Report how many lines in the entries below have the word "when" in them, and give no other words.

BEGIN

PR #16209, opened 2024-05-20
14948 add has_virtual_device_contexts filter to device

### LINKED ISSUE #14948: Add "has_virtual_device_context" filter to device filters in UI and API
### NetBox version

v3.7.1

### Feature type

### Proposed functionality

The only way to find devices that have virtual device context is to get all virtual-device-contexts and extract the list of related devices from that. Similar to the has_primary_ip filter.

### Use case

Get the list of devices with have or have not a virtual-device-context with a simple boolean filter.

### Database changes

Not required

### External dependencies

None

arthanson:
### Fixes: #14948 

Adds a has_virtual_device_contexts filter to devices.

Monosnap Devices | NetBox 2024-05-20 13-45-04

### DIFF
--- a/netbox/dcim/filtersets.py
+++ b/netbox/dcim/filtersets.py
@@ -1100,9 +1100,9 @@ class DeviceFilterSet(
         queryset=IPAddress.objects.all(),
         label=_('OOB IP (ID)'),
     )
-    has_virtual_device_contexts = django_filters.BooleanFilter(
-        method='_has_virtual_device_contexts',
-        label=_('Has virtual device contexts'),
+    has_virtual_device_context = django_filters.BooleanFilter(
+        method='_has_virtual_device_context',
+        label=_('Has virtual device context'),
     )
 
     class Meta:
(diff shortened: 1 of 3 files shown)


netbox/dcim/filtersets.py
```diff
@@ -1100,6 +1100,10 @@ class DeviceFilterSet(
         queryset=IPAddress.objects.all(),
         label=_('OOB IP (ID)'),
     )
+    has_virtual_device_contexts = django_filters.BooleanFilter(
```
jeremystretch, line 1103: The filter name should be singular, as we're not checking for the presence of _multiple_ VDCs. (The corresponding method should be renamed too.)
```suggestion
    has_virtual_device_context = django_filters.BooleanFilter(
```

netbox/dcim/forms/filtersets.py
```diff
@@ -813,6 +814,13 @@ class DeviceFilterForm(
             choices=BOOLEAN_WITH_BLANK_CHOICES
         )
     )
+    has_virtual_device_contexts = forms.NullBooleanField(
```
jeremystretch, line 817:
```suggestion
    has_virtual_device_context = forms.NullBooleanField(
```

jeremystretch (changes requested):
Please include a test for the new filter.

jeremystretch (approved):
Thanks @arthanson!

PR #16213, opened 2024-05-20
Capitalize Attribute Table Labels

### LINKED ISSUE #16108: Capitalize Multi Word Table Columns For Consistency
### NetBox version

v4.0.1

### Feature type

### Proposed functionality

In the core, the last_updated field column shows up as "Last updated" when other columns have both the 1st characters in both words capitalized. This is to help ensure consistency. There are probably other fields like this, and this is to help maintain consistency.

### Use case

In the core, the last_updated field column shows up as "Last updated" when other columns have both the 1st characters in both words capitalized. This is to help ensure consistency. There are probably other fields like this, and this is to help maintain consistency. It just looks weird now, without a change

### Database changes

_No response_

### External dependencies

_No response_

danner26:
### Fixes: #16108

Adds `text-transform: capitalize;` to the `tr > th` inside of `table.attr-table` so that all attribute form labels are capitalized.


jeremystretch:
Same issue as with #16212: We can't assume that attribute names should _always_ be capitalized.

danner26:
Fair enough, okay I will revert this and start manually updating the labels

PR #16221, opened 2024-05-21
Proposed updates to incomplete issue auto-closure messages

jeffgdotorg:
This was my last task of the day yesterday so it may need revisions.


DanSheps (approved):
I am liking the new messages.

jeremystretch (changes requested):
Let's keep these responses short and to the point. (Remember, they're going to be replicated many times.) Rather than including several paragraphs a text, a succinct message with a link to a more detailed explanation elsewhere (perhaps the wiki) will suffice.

END

§ FINISHED TASK: 2